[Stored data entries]
•••
PR #880, opened 2022-05-22
Added fix to omit cost row in Glpsol solution file only if empty and artificial

jajhall:
Gets around another crazy quirk of Glpsol


jajhall (commented):
Minor change in code orthogonal to main HiGHS usage

PR #887, opened 2022-05-25
Added some comments and another test in TestAlienBasis.cpp - for a client

jajhall:
Should be utterly uncontroversial


jajhall (commented):
Passes CI tests

PR #890, opened 2022-06-03
Presolve cleanup

jajhall:
Much redundant code stripped out of presolve


lgottwald:
So I finally looked through this and it looks fine. One last thing that can be removed is HAggregater.{h,cpp}. Will do some more tests.

jajhall:
Thanks. I think I remember identifying that this could be done, but clearly I forgot to do it.

PR #2389, opened 2025-06-05
Mention Rust bindings in the documentation

KnorpelSenf:
There are excellent Rust bindings available at https://github.com/rust-or/highs. That's a selling point for HiGHS so it makes sense to mention this.


jajhall:
Thanks, I'm making mods to documentation now, so have added Rust to the list on docs/src/index.md

Rust is also mentioned on

docs/src/interfaces/other.md

KnorpelSenf:
Thanks!

PR #2397, opened 2025-06-06
Fix 2388

### LINKED ISSUE #2388: Presolve: HiGHS v1.10.0 incorrectly declares infeasibility
During presolve, HiGHS v1.10.0 declares as infeasible a MILP that can be solved by:

- HiGHS v1.7.0:  [highs_v170__log_optimal.txt](https://github.com/user-attachments/files/20612196/highs_v170__log_optimal.txt)
- Gurobi: [gurobi_v1103_log_optimal.txt](https://github.com/user-attachments/files/20612200/gurobi_v1103_log_optimal.txt)
- CPLEX

This is the model file:  [Infeasible_presolve_highs.txt](https://github.com/user-attachments/files/20612177/Infeasible_presolve_highs.txt)

HiGHS v1.10.0 is able to solve the problem under either of the following conditions:
- Presolve is deactivated.
- Some unbounded variables in the problem are explicitly declared as _Free_. For instance in [Feasible_presolve_highs.txt](https://github.com/user-attachments/files/20612205/Feasible_presolve_highs.txt), the variable _x49_ is now declared as free, yet other unbounded variables, such as _x11_ and _x12_, are not.

fwesselm:
Fix #2388 
- Use existing utility methods to change column bounds in `HPresolve::detectParallelRowsAndCols`.
- The current code does not update the lower and upper bounds on constraint activities correctly for the reproduction example.
- Added a test point.


jajhall:
I've just spotted that with `master`, using presolve off and presolve_reduction_limit=0, HiGHS gets an objective value of 1, which seems to be independent of a bug in presolve.

With `fwesselm:fix-2388-2`, this doesn't happen, but I wonder how fixing a presolve bug can cause this

PR #2399, opened 2025-06-07
fix new compiler warnings

svigerske:
There was a warning on a maybe uninitialized variable, which seems a false positive.

The other is about passing `this` to a lambda which does not need access to `this`. It raised an unused lambda capture warning from clang.


jajhall (approved):
Thanks @svigerske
•••
_Directions_
Retype every entry exactly.

_Solution to the problem_
PR #880, opened 2022-05-22
Added fix to omit cost row in Glpsol solution file only if empty and artificial

jajhall:
Gets around another crazy quirk of Glpsol


jajhall (commented):
Minor change in code orthogonal to main HiGHS usage

PR #887, opened 2022-05-25
Added some comments and another test in TestAlienBasis.cpp - for a client

jajhall:
Should be utterly uncontroversial


jajhall (commented):
Passes CI tests

PR #890, opened 2022-06-03
Presolve cleanup

jajhall:
Much redundant code stripped out of presolve


lgottwald:
So I finally looked through this and it looks fine. One last thing that can be removed is HAggregater.{h,cpp}. Will do some more tests.

jajhall:
Thanks. I think I remember identifying that this could be done, but clearly I forgot to do it.

PR #2389, opened 2025-06-05
Mention Rust bindings in the documentation

KnorpelSenf:
There are excellent Rust bindings available at https://github.com/rust-or/highs. That's a selling point for HiGHS so it makes sense to mention this.


jajhall:
Thanks, I'm making mods to documentation now, so have added Rust to the list on docs/src/index.md

Rust is also mentioned on

docs/src/interfaces/other.md

KnorpelSenf:
Thanks!

PR #2397, opened 2025-06-06
Fix 2388

### LINKED ISSUE #2388: Presolve: HiGHS v1.10.0 incorrectly declares infeasibility
During presolve, HiGHS v1.10.0 declares as infeasible a MILP that can be solved by:

- HiGHS v1.7.0:  [highs_v170__log_optimal.txt](https://github.com/user-attachments/files/20612196/highs_v170__log_optimal.txt)
- Gurobi: [gurobi_v1103_log_optimal.txt](https://github.com/user-attachments/files/20612200/gurobi_v1103_log_optimal.txt)
- CPLEX

This is the model file:  [Infeasible_presolve_highs.txt](https://github.com/user-attachments/files/20612177/Infeasible_presolve_highs.txt)

HiGHS v1.10.0 is able to solve the problem under either of the following conditions:
- Presolve is deactivated.
- Some unbounded variables in the problem are explicitly declared as _Free_. For instance in [Feasible_presolve_highs.txt](https://github.com/user-attachments/files/20612205/Feasible_presolve_highs.txt), the variable _x49_ is now declared as free, yet other unbounded variables, such as _x11_ and _x12_, are not.

fwesselm:
Fix #2388 
- Use existing utility methods to change column bounds in `HPresolve::detectParallelRowsAndCols`.
- The current code does not update the lower and upper bounds on constraint activities correctly for the reproduction example.
- Added a test point.


jajhall:
I've just spotted that with `master`, using presolve off and presolve_reduction_limit=0, HiGHS gets an objective value of 1, which seems to be independent of a bug in presolve.

With `fwesselm:fix-2388-2`, this doesn't happen, but I wonder how fixing a presolve bug can cause this

PR #2399, opened 2025-06-07
fix new compiler warnings

svigerske:
There was a warning on a maybe uninitialized variable, which seems a false positive.

The other is about passing `this` to a lambda which does not need access to `this`. It raised an unused lambda capture warning from clang.


jajhall (approved):
Thanks @svigerske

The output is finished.